インフルエンザとは、インフルエンザウイルスに感染して起こる感染症です。
インフルエンザウイルスは、A型、B型、C型、D型の4種類に分けられます。
主にヒトに流行を起こすのは、A型とB型のウイルスです。
A型・B型インフルエンザの流行には季節性があり、短期間で多くの人に感染が拡がります。
インフルエンザと風邪の違い
インフルエンザと風邪とは、原因となるウイルスの種類が異なり、通常の風邪はのどや鼻に症状が現れるのに対し、インフルエンザは急に38~40度の高熱がでるのが特徴です。
さらに、倦怠感、筋肉痛、関節痛などの全身症状も強く、これらの激しい症状は通常5日間ほど続きます。
また気管支炎や肺炎を併発しやすく、重症化すると脳炎や心不全を起こすこともあり、体力のない高齢者や乳幼児などは命にかかわることもあります。
インフルエンザとかぜの症状の違い
インフルエンザ | かぜ | |
発病 | 急激 | ゆるやか |
発熱 | 通常38℃以上の高熱 | ないか、あっても37℃台 |
強い全身症状 | ある | ないか、あってもまれ |
上気道炎症状 | 全身症状に続いて出現 | 最初からみられる |
咳 | 強いことが多い | 軽い |
小児におけるインフルエンザ
小児では、インフルエンザが恐れられています。
それは何故でしょうか?
1〜5歳くらいの子どもでは、インフルエンザによって「脳炎・脳症」を起こすリスクが高いからです。
流行によって異なりますが、小児を中心として年間100〜500人ほど発症しています。

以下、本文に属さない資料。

PR #108, opened 2021-07-20
Make producer-app's CronJob schedule optional

torbsto:
In some instances (particularly demos), we don't need a CronJob but a regular Job. This commit makes the schedule optional. If it is not specified, the generated deployment will be of kind 'Job'.


charts/producer-app/templates/job.yaml
```diff
@@ -1,6 +1,6 @@
 {{- $root := . -}}
```
torbsto, line 1: I've also renamed this file since `job.yaml` fits both cases. Hope that's okay.

yannick-roeder: Yes, I think this should not cause any problems

yannick-roeder:
LGTM, I will ask @VictorKuenstler to have a look as well

VictorKuenstler (approved):
LGTM

yannick-roeder (approved):

PR #110, opened 2021-07-27
producer chart: job/cronjob switch

mkcode92:
* make producer-app deployable as job
* problem: when switching between job/cronjob a lot of shared config is needed in a different path (spec.template vs spec.jobTemplate.spec.template)
* this block is now separated as podTemplate


charts/producer-app/templates/job.yaml
```diff
@@ -11,86 +16,16 @@ metadata:
...
+  suspend: {{ .Values.suspend }}
   {{- if .Values.schedule }}
   schedule: {{ quote .Values.schedule }}
-  {{- end }}
-  suspend: {{ .Values.suspend }}
   successfulJobsHistoryLimit: 1
   concurrencyPolicy: Replace
   jobTemplate:
     spec:
       template:
```
yannick-roeder, line 26: Did you test this in the cluster? This is going to be an empty key when no schedule is set

yannick-roeder:
LGTM, did you test it in the cluster?

torbsto:
@VictorKuenstler  @philipp94831 This is a fix for the changes introduced by #108. I've mistakenly assumed that Job and CronJob have the same spec besides `schedule`. Obviously, the changes in this PR are more complex than those in #108. I still think it's worth to have it.

@mkcode92 I think you also have to update the `producer-app` chart according to the steps listed here: https://github.com/bakdata/streams-bootstrap/tree/master/charts#development

yannick-roeder:
> @mkcode92 I think you also have to update the `producer-app` chart according to the steps listed here: https://github.com/bakdata/streams-bootstrap/tree/master/charts#development

True, thanks @torbsto

mkcode92:
> LGTM, did you test it?

Yes, both should work!

yannick-roeder (approved):

yannick-roeder (approved):

PR #115, opened 2021-08-20
Migrate to Log4j 2

philipp94831:


src/test/resources/log4j2.xml
```diff
@@ -0,0 +1,16 @@
+<?xml version="1.0" encoding="UTF-8"?>
+<Configuration>
+  <Appenders>
+    <Console name="Console" target="SYSTEM_OUT">
+      <PatternLayout pattern="%d{HH:mm:ss.SSS} [%t] %-5level %logger{36} - %msg%n"/>
+    </Console>
+  </Appenders>
+  <Loggers>
+    <Logger name="com.bakdata" level="debug" additivity="false">
```
yannick-roeder, line 9: This was info before. Is debug intended here?

src/test/resources/log4j2.xml
```diff
@@ -0,0 +1,16 @@
...
+      <AppenderRef ref="Console"/>
+    </Logger>
+    <Root level="info">
```
yannick-roeder, line 12: This was warning before. Is info intended here?

src/test/resources/log4j2.xml
philipp94831: There was no test logging config before. Only production but that was never used

yannick-roeder: Ok, I thought it is the replacement for `log4j.logger.com.bakdata=INFO`

src/main/resources/log4j.properties
```diff
@@ -1,5 +0,0 @@
-log4j.rootLogger=WARN, console
```
yannick-roeder, line 1: What happened to this logging config then if the other one is a test config?

philipp94831: As I said: This was never used anywhere because this is a library and not a docker artifact

yannick-roeder (approved):

PR #121, opened 2021-09-09
Update openbridge/ob_bulkstash version and allow arguments

aqchen:


charts/rclone-copy/templates/rclone-cron.yaml
```diff
@@ -52,6 +52,9 @@ spec:
             args:
               - copy
               - -v
+            {{-  range .Values.arguments }}
```
philipp94831, line 55: If you change this, then please also add a corresponding field to the values. Probably an empty array but you should provide an example with comments. Or remove this if it is not needed

aqchen: It's not needed this time. But should we keep it for the future, since allowing arguments is useful?

philipp94831: If it is something useful then feel free to add it but also update the values (and don't forget to package :-) )

philipp94831 (approved):

PR #130, opened 2022-02-11
Add option for streams state persistence

philipp94831:


charts/streams-app/templates/deployment.yaml
```diff
@@ -220,3 +226,20 @@ spec:
...
+  volumeClaimTemplates:
+    - metadata:
+        name: datadir
+      spec:
+        accessModes: [ "ReadWriteOnce" ]
+        resources:
+          requests:
+            storage: "{{ .Values.persistence.size }}"
+        {{- if .Values.persistence.storageClass }}
+        {{- if (eq "-" .Values.persistence.storageClass) }}
```
yannick-roeder, line 239: In which case would the storage class be `-` or why would I set it to `-` specifically?

yannick-roeder: Nevermind, you commented it below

そしてそのうちの10~30%が死亡、そしてほぼ同数の後遺症患者が出ていると推測されています。
インフルエンザ脳症とは
インフルエンザ脳症は、原因は不明ですが、日本人に多い傾向にあると言われています。
インフルエンザ脳症は、脳浮腫(脳全体が腫れる)や脳圧亢進(脳内の圧が上昇)が生じ、その結果、けいれん、意識障害、異常行動などの急速に進行する神経症状がみられます。

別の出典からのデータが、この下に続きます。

PR #135, opened 2022-03-01
Verify deletion of topics

### LINKED ISSUE #134: Clean up should check if topic deletion was successful
If there is an active consumer for a topic we attempt to delete, the topic is transitioned to a state with only one partition but still exists. Therefore, the clean up should list the topics after deletion and check if the topic still exists. If so, the clean up should fail

philipp94831:
Fixes #134

### DIFF
--- a/src/main/java/com/bakdata/kafka/util/TopicClient.java
+++ b/src/main/java/com/bakdata/kafka/util/TopicClient.java
@@ -111,6 +111,9 @@ public final class TopicClient implements Closeable {
         } catch (final ExecutionException | TimeoutException ex) {
             throw new KafkaAdminException("Failed to delete topic " + topicName, ex);
         }
+        if (this.exists(topicName)) {
+            throw new IllegalStateException("Deletion of topic " + topicName + "failed");
+        }
     }
 
     /**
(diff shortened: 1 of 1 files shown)


src/main/java/com/bakdata/kafka/util/TopicClient.java
```diff
@@ -111,6 +112,7 @@ public void deleteTopic(final String topicName) {
         } catch (final ExecutionException | TimeoutException ex) {
             throw new KafkaAdminException("Failed to delete topic " + topicName, ex);
         }
+        Preconditions.checkState(!this.exists(topicName), "Deletion of topic %s failed", topicName);
```
torbsto, line 115: This isn't a precondition. I'd either use Google's `Verify` or a plain if statement + exception.

philipp94831: Could you elaborate on the difference? Internally it just checks the condition and then throws

torbsto: see [JavaDoc for Precondition](https://guava.dev/releases/snapshot-jre/api/docs/com/google/common/base/Preconditions.html), under "Non-preconditions":

> It is of course possible to use the methods of this class to check for invalid conditions which are not the caller's fault. Doing so is **not recommended** because it is misleading to future readers of the code and of stack traces. See Conditional failures explained in the Guava User Guide for more advice. Notably, [Verify](https://guava.dev/releases/snapshot-jre/api/docs/com/google/common/base/Verify.html) offers assertions similar to those in this class for non-precondition checks.

torbsto (approved):

PR #141, opened 2022-05-04
Fix key-value pairs indentation inside pod.yaml file

irux:


philipp94831:
You need to package the chart as well

philipp94831:
The title of the PR is not a correct sentence

philipp94831 (approved):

さらに、血管が詰まったり、多くの臓器が働かなくなり(多臓器不全)、その結果命に関わる重篤な状態となります。
脳炎と脳症との鑑別は厳密には難しいですが、一般的に、脳内に直接ウイルスが浸潤して、炎症を起こす場合を脳炎と言います。
脳内にウイルスが検出されず、過剰な免疫反応が見られる場合に脳症と診断されています。
脳症の発症は急激で、インフルエンザに罹ったその日から1~2日くらいで発症します。
約80%が発熱後、数時間から1日以内に神経症状が見られています。
わずか1日足らずのうちに重症になることもあります。
朝に発熱したら、夜は人工呼吸器を装着していたというようなこともあります。
ココがポイント
できることは対症療法!
・抗インフルエンザ薬の投与
・抗けいれん薬の投与
・中枢神経管理(脳保護を目的とする)
・脳波測定(脳波から脳の状態を知る)
・呼吸管理
インフルエンザ脳症を起こしやすい年齢(1〜5歳)は、熱性けいれんも起こしやすい年齢であり、鑑別が難しいです。
けいれんを起こした=脳症といわけではありません。
脳波、C T所見、血液検査などの臨床所見から診断していきます。
実際にインフルエンザの流行時期には、PICUへのインフルエンザによる呼吸悪化症例やインフルエンザ脳症による中枢神経管理を要する患者様は多くいます。
インフルエンザ脳炎は何故起こるのか?
インフルエンザ脳症は、なぜ起こるのでしょうか。
実際には、まだはっきりとした原因は解明されていません。
インフルエンザウイルスは、最初、鼻粘膜に感染して、ここで増殖して全身に広がります。
当然、脳内にもウイルスが侵入していると思われます。
ところが、脳症では、脳内からウイルスが検出されたことは殆どありません。
つまり、脳症はウイルスが直接脳内に侵入しなくても発症するのです。
インフルエンザの病原性(毒性)は、きわめて強く、このため体を守る働きをする免疫系が強烈なダメージを受けます。
その結果、過剰な免疫反応が起こり、「高サイトカイン血症」という状態になります。
脳内では、免疫が正常に機能しないため、脳細胞が障害を受けて、けいれん、意識障害、異常行動などが見られるようになります。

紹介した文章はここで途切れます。